[[ AVAILABLE DATA open ]]

PR #61, opened 2021-09-10
Extend `spicy_add_analyzer` to allow installing additional Zeek scripts.

### LINKED ISSUE #60: CMake function `spicy_add_analyzer` should support installing additional scripts
We provide `spicy_add_analyzer` to compile and install analyzers. We should add support to that script so accompanying Zeek scripts can be installed.

 See e.g., zeek/spicy-analyzers#77 for a related issue.

bbannier:
This patch changes `spicy_add_analyzer` to also support specifying
scripts which should be installed with the plugin. For that we change
the function to now support named arguments (`NAME`, `SOURCES`, and
`SCRIPTS`). For now we continue to support the previous format where
arguments were all unnamed, however this form does not support
installing scripts.

Closes #60.

### DIFF
--- a/cmake/ZeekSpicyAnalyzerSupport.cmake
+++ b/cmake/ZeekSpicyAnalyzerSupport.cmake
@@ -6,32 +6,69 @@
 
 include(GNUInstallDirs)
 
-# Add target to build an analyzer. Arguments are the name of the analyzer and a
-# variable number of source files for `spicyz`.
-function(spicy_add_analyzer name)
-    set(sources "${ARGN}")
-    string(TOLOWER "${name}" name_lower)
-    set(output "${SPICY_MODULE_OUTPUT_DIR_BUILD}/${name_lower}.hlto")
-    set(output_install "${SPICY_MODULE_OUTPUT_DIR_INSTALL}/${name_lower}.hlto")
-    set(deps "spicyz")
+# Add target to build an analyzer.
+#
+# Usage:
+#
+#     spicy_add_analyzer(
+#         NAME <analyzer_name>
+#         [SOURCES <source files for spicyz>...]
+#         [PACKAGE_NAME <package_name>]
+#         [SCRIPTS <additional script files to install>...]
+#     )
+function(spicy_add_analyzer)
+    set(options)
+    set(oneValueArgs NAME PACKAGE_NAME)
+    set(multiValueArgs SOURCES SCRIPTS)
+
+    cmake_parse_arguments(PARSE_ARGV 0 SPICY_ANALYZER "${options}" "${oneValueArgs}" "${multiValueArgs}")
+
+    # We also support the legacy behavior where the first arg is
+    # the analyzer NAME and all remaining arguments are SOURCES.
+    if ( SPICY_ANALYZER_UNPARSED_ARGUMENTS )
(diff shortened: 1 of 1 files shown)


cmake/ZeekSpicyAnalyzerSupport.cmake
```diff
@@ -6,32 +6,65 @@
...
+function(spicy_add_analyzer)
+    set(options)
+    set(oneValueArgs NAME)
+    set(multiValueArgs SOURCES SCRIPTS)
+
+    cmake_parse_arguments(PARSE_ARGV 0 SPICY_ANALYZER "${options}" "${oneValueArgs}" "${multiValueArgs}")
+
+    # We also support the legacy behavior where the first arg is
+    # the analyzer NAME and all remaining arguments are SOURCES.
+    if (SPICY_ANALYZER_UNPARSED_ARGUMENTS)
```
rsmmr, line 27: Formatting nit:

```suggestion
    if ( SPICY_ANALYZER_UNPARSED_ARGUMENTS )
```

Similar below.

cmake/ZeekSpicyAnalyzerSupport.cmake
```diff
@@ -6,32 +6,65 @@
...
+    add_custom_target(${SPICY_ANALYZER_NAME} ALL DEPENDS ${OUTPUT})
 
     if ( SPICY_MODULE_OUTPUT_DIR_INSTALL )
-        install(FILES ${output} DESTINATION "${SPICY_MODULE_OUTPUT_DIR_INSTALL}")
+        install(FILES ${OUTPUT} DESTINATION "${SPICY_MODULE_OUTPUT_DIR_INSTALL}")
+
+        if (DEFINED SPICY_ANALYZER_SCRIPTS)
+            install(
+                FILES ${SPICY_ANALYZER_SCRIPTS}
+                DESTINATION "${SPICY_SCRIPTS_OUTPUT_DIR_INSTALL}/spicy-analyzers/${NAME}")
```
rsmmr, line 62: This won't quite work yet: In the future we want to use this also for packages other than `spicy-analyzers`, so we shouldn't hardcode the name. Not immediately sure though what the solution is. Do we need another argument `PACKAGE_NAME` for this?

bbannier: Good catch. I went with an explicit `PACKAGE_NAME` argument which becomes required if `SCRIPTS` is also given.

cmake/ZeekSpicyAnalyzerSupport.cmake
```diff
@@ -6,32 +6,69 @@
...
-    string(TOLOWER "${name}" name_lower)
-    set(output "${SPICY_MODULE_OUTPUT_DIR_BUILD}/${name_lower}.hlto")
-    set(output_install "${SPICY_MODULE_OUTPUT_DIR_INSTALL}/${name_lower}.hlto")
-    set(deps "spicyz")
+# Add target to build an analyzer.
+#
+# Usage:
+#
+#     spicy_add_analyzer(
+#         NAME <name>
```
rsmmr, line 14:
```suggestion
#         NAME <analyzer_name>
```

rsmmr (approved):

[[ AVAILABLE DATA closed ]]

• **ASSIGNMENT**
All the lines above should appear again in the answer, exactly as written.

• **SOLUTION FOR THIS EXERCISE**
PR #61, opened 2021-09-10
Extend `spicy_add_analyzer` to allow installing additional Zeek scripts.

### LINKED ISSUE #60: CMake function `spicy_add_analyzer` should support installing additional scripts
We provide `spicy_add_analyzer` to compile and install analyzers. We should add support to that script so accompanying Zeek scripts can be installed.

 See e.g., zeek/spicy-analyzers#77 for a related issue.

bbannier:
This patch changes `spicy_add_analyzer` to also support specifying
scripts which should be installed with the plugin. For that we change
the function to now support named arguments (`NAME`, `SOURCES`, and
`SCRIPTS`). For now we continue to support the previous format where
arguments were all unnamed, however this form does not support
installing scripts.

Closes #60.

### DIFF
--- a/cmake/ZeekSpicyAnalyzerSupport.cmake
+++ b/cmake/ZeekSpicyAnalyzerSupport.cmake
@@ -6,32 +6,69 @@
 
 include(GNUInstallDirs)
 
-# Add target to build an analyzer. Arguments are the name of the analyzer and a
-# variable number of source files for `spicyz`.
-function(spicy_add_analyzer name)
-    set(sources "${ARGN}")
-    string(TOLOWER "${name}" name_lower)
-    set(output "${SPICY_MODULE_OUTPUT_DIR_BUILD}/${name_lower}.hlto")
-    set(output_install "${SPICY_MODULE_OUTPUT_DIR_INSTALL}/${name_lower}.hlto")
-    set(deps "spicyz")
+# Add target to build an analyzer.
+#
+# Usage:
+#
+#     spicy_add_analyzer(
+#         NAME <analyzer_name>
+#         [SOURCES <source files for spicyz>...]
+#         [PACKAGE_NAME <package_name>]
+#         [SCRIPTS <additional script files to install>...]
+#     )
+function(spicy_add_analyzer)
+    set(options)
+    set(oneValueArgs NAME PACKAGE_NAME)
+    set(multiValueArgs SOURCES SCRIPTS)
+
+    cmake_parse_arguments(PARSE_ARGV 0 SPICY_ANALYZER "${options}" "${oneValueArgs}" "${multiValueArgs}")
+
+    # We also support the legacy behavior where the first arg is
+    # the analyzer NAME and all remaining arguments are SOURCES.
+    if ( SPICY_ANALYZER_UNPARSED_ARGUMENTS )
(diff shortened: 1 of 1 files shown)


cmake/ZeekSpicyAnalyzerSupport.cmake
```diff
@@ -6,32 +6,65 @@
...
+function(spicy_add_analyzer)
+    set(options)
+    set(oneValueArgs NAME)
+    set(multiValueArgs SOURCES SCRIPTS)
+
+    cmake_parse_arguments(PARSE_ARGV 0 SPICY_ANALYZER "${options}" "${oneValueArgs}" "${multiValueArgs}")
+
+    # We also support the legacy behavior where the first arg is
+    # the analyzer NAME and all remaining arguments are SOURCES.
+    if (SPICY_ANALYZER_UNPARSED_ARGUMENTS)
```
rsmmr, line 27: Formatting nit:

```suggestion
    if ( SPICY_ANALYZER_UNPARSED_ARGUMENTS )
```

Similar below.

cmake/ZeekSpicyAnalyzerSupport.cmake
```diff
@@ -6,32 +6,65 @@
...
+    add_custom_target(${SPICY_ANALYZER_NAME} ALL DEPENDS ${OUTPUT})
 
     if ( SPICY_MODULE_OUTPUT_DIR_INSTALL )
-        install(FILES ${output} DESTINATION "${SPICY_MODULE_OUTPUT_DIR_INSTALL}")
+        install(FILES ${OUTPUT} DESTINATION "${SPICY_MODULE_OUTPUT_DIR_INSTALL}")
+
+        if (DEFINED SPICY_ANALYZER_SCRIPTS)
+            install(
+                FILES ${SPICY_ANALYZER_SCRIPTS}
+                DESTINATION "${SPICY_SCRIPTS_OUTPUT_DIR_INSTALL}/spicy-analyzers/${NAME}")
```
rsmmr, line 62: This won't quite work yet: In the future we want to use this also for packages other than `spicy-analyzers`, so we shouldn't hardcode the name. Not immediately sure though what the solution is. Do we need another argument `PACKAGE_NAME` for this?

bbannier: Good catch. I went with an explicit `PACKAGE_NAME` argument which becomes required if `SCRIPTS` is also given.

cmake/ZeekSpicyAnalyzerSupport.cmake
```diff
@@ -6,32 +6,69 @@
...
-    string(TOLOWER "${name}" name_lower)
-    set(output "${SPICY_MODULE_OUTPUT_DIR_BUILD}/${name_lower}.hlto")
-    set(output_install "${SPICY_MODULE_OUTPUT_DIR_INSTALL}/${name_lower}.hlto")
-    set(deps "spicyz")
+# Add target to build an analyzer.
+#
+# Usage:
+#
+#     spicy_add_analyzer(
+#         NAME <name>
```
rsmmr, line 14:
```suggestion
#         NAME <analyzer_name>
```

rsmmr (approved):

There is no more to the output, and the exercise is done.